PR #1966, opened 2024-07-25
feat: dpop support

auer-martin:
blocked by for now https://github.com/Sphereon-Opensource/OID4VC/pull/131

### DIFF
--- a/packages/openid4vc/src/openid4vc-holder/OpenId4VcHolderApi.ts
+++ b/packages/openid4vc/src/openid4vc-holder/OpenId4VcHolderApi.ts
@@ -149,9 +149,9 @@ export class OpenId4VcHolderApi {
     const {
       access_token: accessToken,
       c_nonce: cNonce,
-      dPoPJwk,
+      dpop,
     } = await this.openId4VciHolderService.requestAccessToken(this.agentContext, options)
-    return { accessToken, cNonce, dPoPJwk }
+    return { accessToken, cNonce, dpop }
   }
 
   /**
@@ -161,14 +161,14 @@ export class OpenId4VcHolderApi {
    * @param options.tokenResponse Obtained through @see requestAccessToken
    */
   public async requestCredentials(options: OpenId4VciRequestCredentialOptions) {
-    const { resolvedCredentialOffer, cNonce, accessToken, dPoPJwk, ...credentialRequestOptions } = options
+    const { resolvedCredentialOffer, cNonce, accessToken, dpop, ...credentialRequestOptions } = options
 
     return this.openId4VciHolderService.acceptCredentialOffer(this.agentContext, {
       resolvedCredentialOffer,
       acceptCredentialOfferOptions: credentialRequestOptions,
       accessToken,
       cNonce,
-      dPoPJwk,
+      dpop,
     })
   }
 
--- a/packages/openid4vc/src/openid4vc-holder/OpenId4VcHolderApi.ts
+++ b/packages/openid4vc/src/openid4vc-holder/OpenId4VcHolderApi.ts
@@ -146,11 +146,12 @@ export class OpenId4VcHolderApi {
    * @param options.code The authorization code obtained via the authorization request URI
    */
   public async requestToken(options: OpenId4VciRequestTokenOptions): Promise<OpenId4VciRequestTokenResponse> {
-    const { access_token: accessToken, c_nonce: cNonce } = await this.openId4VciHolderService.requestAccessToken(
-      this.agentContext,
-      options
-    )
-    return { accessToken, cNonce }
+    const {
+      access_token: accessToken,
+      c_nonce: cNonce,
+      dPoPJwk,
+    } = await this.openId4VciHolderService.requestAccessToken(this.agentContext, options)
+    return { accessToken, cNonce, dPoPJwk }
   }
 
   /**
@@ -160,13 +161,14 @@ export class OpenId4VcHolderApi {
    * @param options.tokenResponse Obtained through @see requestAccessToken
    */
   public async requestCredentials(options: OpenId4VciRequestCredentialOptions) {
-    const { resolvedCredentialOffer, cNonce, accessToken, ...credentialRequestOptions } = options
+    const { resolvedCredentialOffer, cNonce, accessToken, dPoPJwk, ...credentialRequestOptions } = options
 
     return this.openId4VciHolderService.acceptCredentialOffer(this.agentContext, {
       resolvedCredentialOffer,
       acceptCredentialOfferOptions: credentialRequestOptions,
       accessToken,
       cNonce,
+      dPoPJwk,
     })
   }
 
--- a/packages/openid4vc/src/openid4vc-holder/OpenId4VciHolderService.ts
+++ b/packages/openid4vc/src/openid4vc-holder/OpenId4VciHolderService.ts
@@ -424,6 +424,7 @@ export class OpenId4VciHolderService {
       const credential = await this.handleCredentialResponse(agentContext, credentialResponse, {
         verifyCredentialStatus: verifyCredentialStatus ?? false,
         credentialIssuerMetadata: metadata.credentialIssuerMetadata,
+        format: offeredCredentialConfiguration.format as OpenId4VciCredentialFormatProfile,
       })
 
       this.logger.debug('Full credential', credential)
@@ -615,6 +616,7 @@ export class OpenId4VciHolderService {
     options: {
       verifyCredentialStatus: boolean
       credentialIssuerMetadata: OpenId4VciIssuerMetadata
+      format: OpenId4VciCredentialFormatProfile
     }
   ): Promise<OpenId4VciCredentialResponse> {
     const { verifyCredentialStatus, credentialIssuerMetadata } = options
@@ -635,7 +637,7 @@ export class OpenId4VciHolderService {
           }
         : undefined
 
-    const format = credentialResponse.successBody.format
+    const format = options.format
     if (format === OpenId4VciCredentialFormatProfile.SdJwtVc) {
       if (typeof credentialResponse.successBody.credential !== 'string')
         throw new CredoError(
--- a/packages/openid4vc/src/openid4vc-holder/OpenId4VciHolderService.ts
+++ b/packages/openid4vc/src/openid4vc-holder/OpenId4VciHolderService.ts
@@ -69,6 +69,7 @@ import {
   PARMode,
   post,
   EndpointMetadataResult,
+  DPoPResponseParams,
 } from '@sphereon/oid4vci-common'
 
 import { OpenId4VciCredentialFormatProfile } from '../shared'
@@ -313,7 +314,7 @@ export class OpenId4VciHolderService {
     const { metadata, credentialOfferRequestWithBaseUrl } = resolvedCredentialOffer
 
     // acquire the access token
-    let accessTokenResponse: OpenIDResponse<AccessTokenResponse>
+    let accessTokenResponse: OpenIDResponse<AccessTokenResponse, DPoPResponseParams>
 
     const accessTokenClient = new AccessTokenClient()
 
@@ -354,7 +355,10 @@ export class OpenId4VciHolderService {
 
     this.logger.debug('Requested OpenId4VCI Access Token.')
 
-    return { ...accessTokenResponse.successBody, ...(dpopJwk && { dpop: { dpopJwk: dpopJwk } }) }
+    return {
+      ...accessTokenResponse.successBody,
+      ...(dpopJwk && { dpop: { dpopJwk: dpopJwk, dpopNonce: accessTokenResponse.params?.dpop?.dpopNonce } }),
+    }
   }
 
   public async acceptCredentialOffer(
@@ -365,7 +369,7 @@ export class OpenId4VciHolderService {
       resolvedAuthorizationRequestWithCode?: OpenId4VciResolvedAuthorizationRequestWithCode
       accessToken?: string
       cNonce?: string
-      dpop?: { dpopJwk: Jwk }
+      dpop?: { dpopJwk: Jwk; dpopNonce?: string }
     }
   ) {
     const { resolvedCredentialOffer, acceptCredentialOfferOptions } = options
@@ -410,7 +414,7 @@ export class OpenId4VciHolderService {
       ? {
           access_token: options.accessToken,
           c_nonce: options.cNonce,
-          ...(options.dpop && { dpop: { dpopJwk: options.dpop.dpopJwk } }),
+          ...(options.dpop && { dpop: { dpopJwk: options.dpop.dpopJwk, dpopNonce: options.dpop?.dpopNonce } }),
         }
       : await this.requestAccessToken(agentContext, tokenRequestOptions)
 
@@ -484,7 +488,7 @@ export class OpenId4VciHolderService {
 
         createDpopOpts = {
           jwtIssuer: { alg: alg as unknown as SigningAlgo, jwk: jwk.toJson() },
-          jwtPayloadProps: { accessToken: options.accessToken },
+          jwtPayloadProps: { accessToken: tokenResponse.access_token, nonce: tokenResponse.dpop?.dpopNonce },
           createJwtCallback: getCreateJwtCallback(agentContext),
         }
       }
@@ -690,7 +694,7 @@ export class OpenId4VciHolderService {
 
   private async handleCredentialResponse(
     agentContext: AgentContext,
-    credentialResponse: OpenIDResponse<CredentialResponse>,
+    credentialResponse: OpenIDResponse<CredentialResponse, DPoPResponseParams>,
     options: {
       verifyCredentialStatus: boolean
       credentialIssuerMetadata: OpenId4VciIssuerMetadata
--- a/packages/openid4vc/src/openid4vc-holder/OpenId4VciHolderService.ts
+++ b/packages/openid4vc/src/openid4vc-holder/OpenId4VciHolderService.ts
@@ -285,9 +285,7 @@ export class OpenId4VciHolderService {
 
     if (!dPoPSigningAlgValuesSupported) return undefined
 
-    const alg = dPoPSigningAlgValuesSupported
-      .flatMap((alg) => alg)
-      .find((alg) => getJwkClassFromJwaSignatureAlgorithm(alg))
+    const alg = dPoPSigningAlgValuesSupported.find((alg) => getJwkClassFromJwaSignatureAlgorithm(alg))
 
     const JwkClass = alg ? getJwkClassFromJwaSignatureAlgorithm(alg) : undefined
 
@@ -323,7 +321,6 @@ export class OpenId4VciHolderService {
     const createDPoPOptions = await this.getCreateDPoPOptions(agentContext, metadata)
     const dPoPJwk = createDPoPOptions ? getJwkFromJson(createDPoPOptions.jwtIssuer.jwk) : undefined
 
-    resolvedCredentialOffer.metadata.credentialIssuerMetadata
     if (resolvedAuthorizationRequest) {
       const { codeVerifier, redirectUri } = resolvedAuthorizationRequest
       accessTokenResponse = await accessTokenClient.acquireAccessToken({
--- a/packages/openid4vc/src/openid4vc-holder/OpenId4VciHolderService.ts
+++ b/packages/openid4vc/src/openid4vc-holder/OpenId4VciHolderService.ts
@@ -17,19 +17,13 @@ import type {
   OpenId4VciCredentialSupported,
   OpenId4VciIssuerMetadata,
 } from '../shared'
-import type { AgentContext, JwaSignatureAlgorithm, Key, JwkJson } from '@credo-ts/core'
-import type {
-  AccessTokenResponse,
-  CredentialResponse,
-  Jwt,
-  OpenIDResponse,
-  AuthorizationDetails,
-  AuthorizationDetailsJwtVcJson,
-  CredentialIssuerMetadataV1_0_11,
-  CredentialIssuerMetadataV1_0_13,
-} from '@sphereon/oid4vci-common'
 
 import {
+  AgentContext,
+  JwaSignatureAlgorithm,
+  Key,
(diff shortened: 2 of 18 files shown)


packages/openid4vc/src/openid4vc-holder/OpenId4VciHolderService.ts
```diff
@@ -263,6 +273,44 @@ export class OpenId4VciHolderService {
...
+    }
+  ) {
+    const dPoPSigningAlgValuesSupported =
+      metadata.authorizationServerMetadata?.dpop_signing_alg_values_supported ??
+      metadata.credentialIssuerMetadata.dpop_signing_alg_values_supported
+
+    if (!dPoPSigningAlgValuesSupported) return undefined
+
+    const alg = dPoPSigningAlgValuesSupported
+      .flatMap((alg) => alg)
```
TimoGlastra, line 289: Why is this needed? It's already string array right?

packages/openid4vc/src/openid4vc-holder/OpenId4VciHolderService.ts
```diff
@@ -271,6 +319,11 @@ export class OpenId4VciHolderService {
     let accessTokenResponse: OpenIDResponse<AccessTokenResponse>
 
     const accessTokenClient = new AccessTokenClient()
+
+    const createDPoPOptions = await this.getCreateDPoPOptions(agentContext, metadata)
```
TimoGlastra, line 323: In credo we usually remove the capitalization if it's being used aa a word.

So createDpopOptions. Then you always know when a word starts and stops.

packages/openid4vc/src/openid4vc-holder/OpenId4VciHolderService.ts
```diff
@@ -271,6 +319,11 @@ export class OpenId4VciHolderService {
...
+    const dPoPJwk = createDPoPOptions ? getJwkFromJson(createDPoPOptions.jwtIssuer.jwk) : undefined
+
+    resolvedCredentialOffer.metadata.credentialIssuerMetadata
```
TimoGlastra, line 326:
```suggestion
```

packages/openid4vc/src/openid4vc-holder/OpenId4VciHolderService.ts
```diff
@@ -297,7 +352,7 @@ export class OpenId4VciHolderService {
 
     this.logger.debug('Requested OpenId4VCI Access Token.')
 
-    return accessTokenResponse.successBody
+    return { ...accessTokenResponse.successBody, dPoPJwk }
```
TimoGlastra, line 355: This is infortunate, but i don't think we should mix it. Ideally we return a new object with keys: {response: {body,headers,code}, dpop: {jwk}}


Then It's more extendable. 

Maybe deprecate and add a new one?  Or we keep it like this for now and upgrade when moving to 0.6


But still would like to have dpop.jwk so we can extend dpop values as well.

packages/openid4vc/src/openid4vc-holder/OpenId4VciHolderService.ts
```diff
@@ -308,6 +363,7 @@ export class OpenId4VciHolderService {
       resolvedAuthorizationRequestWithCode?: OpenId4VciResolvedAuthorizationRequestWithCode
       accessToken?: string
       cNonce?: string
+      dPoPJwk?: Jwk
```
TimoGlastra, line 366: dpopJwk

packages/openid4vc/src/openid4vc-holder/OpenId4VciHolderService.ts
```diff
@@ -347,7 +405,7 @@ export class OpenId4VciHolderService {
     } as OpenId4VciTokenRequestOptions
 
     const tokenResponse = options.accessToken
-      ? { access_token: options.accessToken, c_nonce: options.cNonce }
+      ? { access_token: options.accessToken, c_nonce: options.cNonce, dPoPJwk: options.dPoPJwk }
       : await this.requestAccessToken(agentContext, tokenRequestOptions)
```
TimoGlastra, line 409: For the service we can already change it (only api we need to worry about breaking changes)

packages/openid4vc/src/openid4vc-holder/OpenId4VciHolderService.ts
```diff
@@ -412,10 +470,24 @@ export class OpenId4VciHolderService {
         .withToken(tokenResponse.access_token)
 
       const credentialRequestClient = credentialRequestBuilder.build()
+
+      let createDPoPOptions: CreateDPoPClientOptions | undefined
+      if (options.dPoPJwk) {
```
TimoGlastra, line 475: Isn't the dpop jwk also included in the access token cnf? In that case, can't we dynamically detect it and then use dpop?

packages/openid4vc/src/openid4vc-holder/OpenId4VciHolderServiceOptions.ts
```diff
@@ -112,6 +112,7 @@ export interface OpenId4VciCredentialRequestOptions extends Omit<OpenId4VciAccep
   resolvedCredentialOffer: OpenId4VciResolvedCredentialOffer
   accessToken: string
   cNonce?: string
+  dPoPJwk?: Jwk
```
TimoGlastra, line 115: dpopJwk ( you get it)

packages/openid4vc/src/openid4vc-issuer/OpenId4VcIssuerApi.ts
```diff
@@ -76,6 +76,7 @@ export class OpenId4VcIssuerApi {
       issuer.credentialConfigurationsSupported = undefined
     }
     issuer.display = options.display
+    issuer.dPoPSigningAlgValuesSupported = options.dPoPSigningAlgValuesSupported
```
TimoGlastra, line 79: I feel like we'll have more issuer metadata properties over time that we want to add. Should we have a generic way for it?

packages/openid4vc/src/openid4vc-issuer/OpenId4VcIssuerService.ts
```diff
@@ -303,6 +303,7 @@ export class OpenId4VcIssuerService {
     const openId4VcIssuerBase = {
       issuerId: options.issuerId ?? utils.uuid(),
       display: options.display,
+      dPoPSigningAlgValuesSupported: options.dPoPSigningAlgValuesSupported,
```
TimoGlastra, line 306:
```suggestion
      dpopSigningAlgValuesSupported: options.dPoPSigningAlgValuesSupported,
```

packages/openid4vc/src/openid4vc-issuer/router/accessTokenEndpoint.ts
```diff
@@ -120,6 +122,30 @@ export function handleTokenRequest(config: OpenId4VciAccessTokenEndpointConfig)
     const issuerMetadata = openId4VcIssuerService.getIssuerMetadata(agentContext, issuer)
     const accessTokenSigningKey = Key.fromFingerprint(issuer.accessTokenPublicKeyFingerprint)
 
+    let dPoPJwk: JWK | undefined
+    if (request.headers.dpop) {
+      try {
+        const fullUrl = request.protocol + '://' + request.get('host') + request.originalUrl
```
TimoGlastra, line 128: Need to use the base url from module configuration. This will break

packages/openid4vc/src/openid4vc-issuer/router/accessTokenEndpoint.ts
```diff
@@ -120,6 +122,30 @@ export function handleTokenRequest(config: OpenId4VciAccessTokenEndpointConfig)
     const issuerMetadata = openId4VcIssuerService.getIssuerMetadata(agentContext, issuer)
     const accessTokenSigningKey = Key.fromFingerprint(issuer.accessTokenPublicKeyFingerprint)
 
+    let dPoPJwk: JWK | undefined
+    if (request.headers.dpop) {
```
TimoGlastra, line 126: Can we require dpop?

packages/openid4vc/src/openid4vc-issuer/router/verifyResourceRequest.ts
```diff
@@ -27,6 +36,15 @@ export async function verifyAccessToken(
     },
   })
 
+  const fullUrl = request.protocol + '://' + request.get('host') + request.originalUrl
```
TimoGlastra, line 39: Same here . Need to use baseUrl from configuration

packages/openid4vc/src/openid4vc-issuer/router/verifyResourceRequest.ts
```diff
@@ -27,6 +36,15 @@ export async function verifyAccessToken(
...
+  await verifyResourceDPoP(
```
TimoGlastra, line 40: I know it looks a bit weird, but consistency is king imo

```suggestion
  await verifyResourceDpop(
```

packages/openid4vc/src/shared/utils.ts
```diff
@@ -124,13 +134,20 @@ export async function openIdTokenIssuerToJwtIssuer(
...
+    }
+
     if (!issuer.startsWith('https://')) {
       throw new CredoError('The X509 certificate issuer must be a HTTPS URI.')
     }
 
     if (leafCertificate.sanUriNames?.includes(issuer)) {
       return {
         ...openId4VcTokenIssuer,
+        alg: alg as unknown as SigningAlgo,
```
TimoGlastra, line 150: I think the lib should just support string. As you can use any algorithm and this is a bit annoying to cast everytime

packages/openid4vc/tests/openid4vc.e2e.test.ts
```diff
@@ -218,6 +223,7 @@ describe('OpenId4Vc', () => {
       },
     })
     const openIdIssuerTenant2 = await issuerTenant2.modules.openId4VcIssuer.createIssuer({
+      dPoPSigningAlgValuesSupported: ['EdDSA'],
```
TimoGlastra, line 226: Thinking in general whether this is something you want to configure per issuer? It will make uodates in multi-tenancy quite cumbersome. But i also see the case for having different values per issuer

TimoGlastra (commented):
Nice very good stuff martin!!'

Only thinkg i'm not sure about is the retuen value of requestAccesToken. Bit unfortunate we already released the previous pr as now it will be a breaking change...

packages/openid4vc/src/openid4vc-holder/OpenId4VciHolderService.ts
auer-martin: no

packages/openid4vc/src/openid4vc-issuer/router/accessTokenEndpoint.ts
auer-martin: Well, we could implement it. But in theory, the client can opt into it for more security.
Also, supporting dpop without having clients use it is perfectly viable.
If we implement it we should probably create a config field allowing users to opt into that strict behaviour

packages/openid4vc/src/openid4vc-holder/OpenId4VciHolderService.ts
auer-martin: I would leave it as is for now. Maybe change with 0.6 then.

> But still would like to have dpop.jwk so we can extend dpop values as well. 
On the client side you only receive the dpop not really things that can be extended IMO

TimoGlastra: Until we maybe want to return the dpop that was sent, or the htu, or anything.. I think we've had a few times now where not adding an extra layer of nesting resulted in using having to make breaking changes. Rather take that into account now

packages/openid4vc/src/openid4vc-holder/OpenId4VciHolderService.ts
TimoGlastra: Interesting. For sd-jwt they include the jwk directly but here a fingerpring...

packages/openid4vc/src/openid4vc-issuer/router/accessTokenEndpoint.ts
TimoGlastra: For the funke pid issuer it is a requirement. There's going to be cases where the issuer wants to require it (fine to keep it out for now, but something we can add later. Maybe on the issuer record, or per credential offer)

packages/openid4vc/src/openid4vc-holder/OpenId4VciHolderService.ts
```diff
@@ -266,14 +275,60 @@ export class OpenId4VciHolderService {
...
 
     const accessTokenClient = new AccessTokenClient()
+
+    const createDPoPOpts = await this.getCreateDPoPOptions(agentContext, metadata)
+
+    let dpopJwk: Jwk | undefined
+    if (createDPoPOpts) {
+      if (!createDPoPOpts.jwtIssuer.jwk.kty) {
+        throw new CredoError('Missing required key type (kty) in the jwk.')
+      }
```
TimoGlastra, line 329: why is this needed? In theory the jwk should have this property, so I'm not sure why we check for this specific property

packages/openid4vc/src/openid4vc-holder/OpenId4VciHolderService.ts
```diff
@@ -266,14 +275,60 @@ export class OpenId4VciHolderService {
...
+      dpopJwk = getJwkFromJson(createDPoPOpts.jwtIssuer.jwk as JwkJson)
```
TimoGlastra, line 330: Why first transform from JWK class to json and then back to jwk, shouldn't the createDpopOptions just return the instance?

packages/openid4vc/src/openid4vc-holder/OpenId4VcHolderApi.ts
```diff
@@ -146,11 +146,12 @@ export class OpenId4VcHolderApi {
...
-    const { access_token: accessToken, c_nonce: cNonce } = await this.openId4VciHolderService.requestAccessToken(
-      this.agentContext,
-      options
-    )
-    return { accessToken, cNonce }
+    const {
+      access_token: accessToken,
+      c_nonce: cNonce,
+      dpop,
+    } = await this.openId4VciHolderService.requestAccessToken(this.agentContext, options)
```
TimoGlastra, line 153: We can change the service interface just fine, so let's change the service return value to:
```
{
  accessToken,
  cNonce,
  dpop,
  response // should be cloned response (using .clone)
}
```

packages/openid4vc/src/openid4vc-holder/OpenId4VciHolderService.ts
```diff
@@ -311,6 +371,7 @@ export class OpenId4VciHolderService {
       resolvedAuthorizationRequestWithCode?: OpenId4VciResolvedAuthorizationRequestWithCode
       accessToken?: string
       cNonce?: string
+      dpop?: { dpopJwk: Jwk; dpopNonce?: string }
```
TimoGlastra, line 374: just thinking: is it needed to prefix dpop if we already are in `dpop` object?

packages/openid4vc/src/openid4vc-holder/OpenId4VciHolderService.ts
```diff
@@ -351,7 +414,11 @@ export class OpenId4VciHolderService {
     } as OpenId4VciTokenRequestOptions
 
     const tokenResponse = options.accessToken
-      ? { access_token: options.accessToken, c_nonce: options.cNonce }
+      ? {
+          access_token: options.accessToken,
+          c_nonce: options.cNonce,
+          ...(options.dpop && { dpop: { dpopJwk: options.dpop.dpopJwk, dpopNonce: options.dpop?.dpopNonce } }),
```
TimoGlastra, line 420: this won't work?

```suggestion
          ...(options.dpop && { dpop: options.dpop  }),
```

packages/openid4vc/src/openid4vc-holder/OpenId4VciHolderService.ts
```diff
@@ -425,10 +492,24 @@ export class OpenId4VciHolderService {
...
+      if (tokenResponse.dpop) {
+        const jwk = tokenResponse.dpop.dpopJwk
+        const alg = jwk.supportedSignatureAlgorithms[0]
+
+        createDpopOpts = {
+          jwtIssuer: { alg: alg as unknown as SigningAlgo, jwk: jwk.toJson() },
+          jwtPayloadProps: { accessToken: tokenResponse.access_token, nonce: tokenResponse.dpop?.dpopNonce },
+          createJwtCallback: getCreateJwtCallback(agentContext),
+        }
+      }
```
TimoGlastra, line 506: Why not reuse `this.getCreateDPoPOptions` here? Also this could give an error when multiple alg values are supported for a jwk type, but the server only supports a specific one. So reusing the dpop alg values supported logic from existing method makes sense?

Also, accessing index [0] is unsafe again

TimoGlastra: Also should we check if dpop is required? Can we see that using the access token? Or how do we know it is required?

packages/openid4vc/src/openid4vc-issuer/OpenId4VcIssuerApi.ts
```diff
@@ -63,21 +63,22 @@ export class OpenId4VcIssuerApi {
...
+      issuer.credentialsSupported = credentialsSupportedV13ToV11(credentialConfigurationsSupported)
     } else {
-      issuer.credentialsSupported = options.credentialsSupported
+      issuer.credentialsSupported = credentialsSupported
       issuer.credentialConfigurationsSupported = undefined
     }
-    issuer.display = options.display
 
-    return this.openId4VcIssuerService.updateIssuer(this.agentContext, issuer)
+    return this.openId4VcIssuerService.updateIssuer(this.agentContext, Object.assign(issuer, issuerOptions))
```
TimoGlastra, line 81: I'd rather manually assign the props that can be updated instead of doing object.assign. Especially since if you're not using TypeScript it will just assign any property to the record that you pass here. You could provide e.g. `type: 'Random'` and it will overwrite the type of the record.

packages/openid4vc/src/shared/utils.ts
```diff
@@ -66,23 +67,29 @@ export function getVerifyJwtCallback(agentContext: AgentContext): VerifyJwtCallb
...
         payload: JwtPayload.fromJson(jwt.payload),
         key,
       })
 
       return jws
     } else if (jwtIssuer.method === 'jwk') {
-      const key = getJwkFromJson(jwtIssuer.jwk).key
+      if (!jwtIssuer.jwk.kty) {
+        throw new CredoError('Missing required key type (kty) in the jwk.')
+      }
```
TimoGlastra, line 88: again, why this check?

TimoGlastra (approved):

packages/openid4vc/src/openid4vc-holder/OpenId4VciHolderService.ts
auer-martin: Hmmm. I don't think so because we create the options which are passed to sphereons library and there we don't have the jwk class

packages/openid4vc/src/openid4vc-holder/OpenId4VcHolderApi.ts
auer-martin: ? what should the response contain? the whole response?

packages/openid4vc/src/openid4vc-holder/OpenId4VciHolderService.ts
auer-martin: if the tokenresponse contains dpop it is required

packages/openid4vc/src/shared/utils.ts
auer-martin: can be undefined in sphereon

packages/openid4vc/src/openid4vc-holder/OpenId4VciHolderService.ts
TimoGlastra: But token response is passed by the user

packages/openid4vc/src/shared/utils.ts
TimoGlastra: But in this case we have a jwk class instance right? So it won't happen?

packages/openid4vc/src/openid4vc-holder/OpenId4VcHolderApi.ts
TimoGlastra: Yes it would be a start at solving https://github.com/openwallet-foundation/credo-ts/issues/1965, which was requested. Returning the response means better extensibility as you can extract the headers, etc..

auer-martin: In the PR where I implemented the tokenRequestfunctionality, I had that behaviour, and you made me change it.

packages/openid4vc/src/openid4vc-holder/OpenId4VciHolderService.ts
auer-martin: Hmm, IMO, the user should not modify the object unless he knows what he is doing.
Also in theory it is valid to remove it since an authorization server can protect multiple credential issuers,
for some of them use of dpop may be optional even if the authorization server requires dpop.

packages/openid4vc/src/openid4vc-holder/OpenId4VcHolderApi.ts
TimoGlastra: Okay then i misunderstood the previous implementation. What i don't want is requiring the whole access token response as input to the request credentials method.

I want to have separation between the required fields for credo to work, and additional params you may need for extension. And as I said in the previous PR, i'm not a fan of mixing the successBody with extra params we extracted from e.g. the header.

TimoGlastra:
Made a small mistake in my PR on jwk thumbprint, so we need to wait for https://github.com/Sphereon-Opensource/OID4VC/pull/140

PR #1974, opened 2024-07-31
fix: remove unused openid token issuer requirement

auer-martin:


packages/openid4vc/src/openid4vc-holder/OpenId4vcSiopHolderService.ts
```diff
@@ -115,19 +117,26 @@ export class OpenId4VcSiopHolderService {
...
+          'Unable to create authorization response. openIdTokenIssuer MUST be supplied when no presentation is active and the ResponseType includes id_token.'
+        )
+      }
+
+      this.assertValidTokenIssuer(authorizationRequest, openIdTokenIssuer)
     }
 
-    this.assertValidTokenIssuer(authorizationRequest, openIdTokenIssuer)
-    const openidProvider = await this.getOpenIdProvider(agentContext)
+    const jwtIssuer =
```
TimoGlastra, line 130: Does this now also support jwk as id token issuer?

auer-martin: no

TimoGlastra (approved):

Exercise prompt:
The task calls for every line of the material that contains the string "Opensource".

Problem solution:
blocked by for now https://github.com/Sphereon-Opensource/OID4VC/pull/131
Made a small mistake in my PR on jwk thumbprint, so we need to wait for https://github.com/Sphereon-Opensource/OID4VC/pull/140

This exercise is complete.